I mostly read fiction but I made time for a couple of nonfiction books this year. On the fiction side I really enjoyed "Luminous" and "When We Where Real".
- https://en.wikipedia.org/wiki/Luminous_(novel)
- https://www.simonandschuster.com/books/When-We-Were-Real/Dar...
On the nonfiction side, I can recommend "Careless People" and "Apple in China".
Cutting a long list short, the _best_ thing I read this year was W. Somerset Maugham’s Of Human Bondage.

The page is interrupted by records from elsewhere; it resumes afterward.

PR #3243, opened 2025-03-28
[kubectl-plugin] remove CPU limits by default

andrewsykim:

From personal experience, CPU limits cause more problems than they solve. I suggest we remove CPU limits in the plugin by default.

## Checks

- Testing Strategy
  - [ ] Unit tests
  - [ ] Manual tests

### DIFF
--- a/kubectl-plugin/pkg/util/generation/generation.go
+++ b/kubectl-plugin/pkg/util/generation/generation.go
@@ -69,10 +69,27 @@ func (rayJobObject *RayJobYamlObject) GenerateRayJobApplyConfig() *rayv1ac.RayJo
 	return rayJobApplyConfig
 }
 
-// generateResources returns a corev1.ResourceList with the given CPU, memory, ephemeral storage, and GPU values for both requests and limits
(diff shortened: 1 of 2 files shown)


andrewsykim:
@davidxia @MortalHappiness PTAL

MortalHappiness (approved):
LGTM. But please fix the lint error. Thanks.

kubectl-plugin/pkg/util/generation/generation.go
```diff
@@ -87,6 +87,23 @@ func generateResources(cpu, memory, ephemeralStorage, gpu string) corev1.Resourc
 	return resources
 }
 
+// generateLimitResources returns a corev1.ResourceList with the given CPU, memory, ephemeral storage, and GPU values for only resource limits
```
davidxia, line 90:
```suggestion
// generateLimitResources returns a corev1.ResourceList with the given memory, ephemeral storage, and GPU values for only resource limits
```

davidxia (approved):
lgtm, just one suggestion

PR #3252, opened 2025-03-31
Rename rayCluster variable from app to rayCluster

owenowenisme:
We are going to integrate batch scheduler with rayJob, the variable name `app` will be confusing if there are other CRs.

So renaming from `app` to `rayCluster` solve this problem while also maintaining naming consistency with other files in the codebase that use `rayCluster` as the variable name

## Checks

- Testing Strategy
  - [x] Unit tests
  - [x] Manual tests

### DIFF
--- a/ray-operator/controllers/ray/batchscheduler/interface/interface.go
+++ b/ray-operator/controllers/ray/batchscheduler/interface/interface.go
@@ -19,11 +19,11 @@ type BatchScheduler interface {
 
 	// DoBatchSchedulingOnSubmission handles submitting the RayCluster to the batch scheduler on creation / update
 	// For most batch schedulers, this results in the creation of a PodGroup.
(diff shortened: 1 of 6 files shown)


owenowenisme:
@kevin85421 
CC @troychiu

kevin85421 (commented):
In my imagination, the `BatchScheduler` interface should be able to take different kinds of CRs via Golang generics. Hence, `app` seems to be more general. Do I miss anything?

owenowenisme:
> In my imagination, the `BatchScheduler` interface should be able to take different kinds of CRs via Golang generics. Hence, `app` seems to be more general. Do I miss anything?

Yes, it is more general to use `app`, however,

1. As we plan to add RayJob support, many functions will need to handle both RayJob and RayCluster parameters specifically. and `app` is not a suitable var name in these cases. 
2. For consistency across the codebase. Having some instances use `app`while others use `rayCluster` could lead to confusion.

Is there any scenario I didn't consider? Please let me know.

It’s not a book where the world changes greatly or great things are done, but honestly that’s kind of nice: It’s a compelling story of a life, the characters were engrossing (one in particular stands out for how strongly _dislikeable_ they are) and the I loved the prose.
Also shoutout to Standard EBook’s excellent, public domain edition (and all their volunteers other work!): https://standardebooks.org/ebooks/w-somerset-maugham/of-huma...
The Will of the Many. An epic high fantasy adventure. I’m just about to finish the second book in the series - The Strength of the Few. I haven’t gasped this many times reading a book in while.
I stick to HN for finding interesting technical articles (whenever you all aren't bikeshedding about LLMs lol)
2025 Online: Noahpinion, Zeihan on Geopolitics, Ezra's column NYTimes, Where's Your Ed At
2025 Books: Abundance, Human Nature - Thomas Bell, (Plus a handful of books on maintaining faith despite not being politically conservative)
Looking forward to in 2026: Everything is Tuberculosis - John Green
This year:
- I read the entire “Frog & Toad” collection. Probably about 30 times, some stories more.
- “Little Shrew’s Day”… probably 25 times.
- Many of the “Construction Site” series books, especially the OG “Goodnight, Goodnight, Construction Site”. The “Garbage Crew” and “Airport” books featured heavily.
- Started to mix in some “Pete the Cat” titles.
- “Detective Dog Nell” got a lot of air play.
Lots of others, but those are definitely the frequent fliers.